I use 'em in rubber-soled shoes too. Getting too old to fall down without getting hurt.
Not sure just what motorcycle ice racers use but it should be easy to find online.
rr


----------



## Ingersoll444 (Sep 17, 2003)

See I would think for the cost, and work invalved, you might just be better off with chains. What are you planing for the tractor? Hey anyone ever try GT ice racing?? They have a lot of iceracing hear in NY, and lawnmower racing is getting bigger, so why not mix the two. Sounds like a REAL fun way to get some bumps, and bruses.


----------



## Chipmaker (Sep 16, 2003)

I stud mine every time I cut around the mock orange (Osage) trees ;-) Those thorns are like carbide studs. Unfortunately as good as they wear you eventually get a flat.......I guess I could always do what I used to do when I was a kid and had my first car (bush car) which was an old "Star" with 42" x 5" tires on a wood spoked steel rim/ hubbed wheel assembly. I filled the tires with sand and never worried about flats again ;-) That car could go through mudholes and snow and over boulders like a bulldozer.

I see no reason your idea would not work, however if they ever wear off the heads and get below the rubber, even in that lug area, its a future flat. Maybe with having threads n them, it would prevent further migration into the rubber. 
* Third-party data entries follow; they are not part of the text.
PR #1063, opened 2023-07-03
feat(prometheus-pushgateway)

luk43:
# Description
* introducing the prometheus pushgateway.
* Sadly it is not part of the current KPS stack
  * https://github.com/prometheus-community/helm-charts/issues/2030

I would need to add a config example. I need to work this out.

# Issues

I have already studded tires with golfers spikes on a go kart I once had so I could run it around on the ice on the frozen dams and resivoirs up north. How about those stud kits sold for snowmobiles? Probably best if you had extra tires even worn down ones would work, maybe, as studs are not any good in just snow, but if yur gonna commit a tire to screws perhaps these carbides sold for snowmobiles and the use of a tube would work.


----------



## bontai Joe (Sep 16, 2003)

I gersoll 444,
My plan for this tractor is not to get stuck on the ice. I have chains and a lot of experience with them. They work on level ground and gentle slopes very well. I'm building a set up to blow snow on 1/4 mile of private road including 1/8 mile long hill that is fairly steep. At least it's steeper than anything I've tried to remove snow from before. I'm thinking that the knarly studs I have in mind will grip better than chains. I'm using a Deere 316 to push a 54" wide plow or 48" wide blower. I've got 300 lb of weight on the back plus my 315 in the seat and my mission is to keep my road open and not fail!


----------



## leolav (Sep 16, 2003)

I think hex screws woul wear out rapidly if you drive over dry pavement. I think chains would be m,ore approporiate.


----------



## bontai Joe (Sep 16, 2003)

Our road is not paved, it's dirt/mud. In the winter it is dirt/mud/slush/ice. I'll have no need to drive on dry pavement or dry dirt road. I'll only be out there in the mud/slush/snow/ice. i already have an extra set of rims, just need to get the tires bought and mounted. I'll try the chains first since I have them. If I stud the tires, I'll switch them back in the spring like I do our 3 cars.


----------



## slipshod (Sep 19, 2003)

*No Studs on my tires*

But there is a stud driving.


----------



## Ingersoll444 (Sep 17, 2003)

*Re: No Studs on my tires*



> _Originally posted by slipshod _
> *But there is a stud driving. *


You know, I was going to type that yesterday, but then said "na"   Warped minds think alike I guess.


----------



## Ingersoll444 (Sep 17, 2003)

With a spair set of wheels and tires I bet it would work well, probably get a few years of wear out of those hex screws in your use. If you get a lot of snow, I would probably get a set of bar tires. Stud the top of the bars with the screws. That way you have the nice open, biting tread of the bars, plus the screws, to bite into the ice. Also with the bars, you would have a lot of rubber where the screws go it, so you would not have to worry about poking a hole.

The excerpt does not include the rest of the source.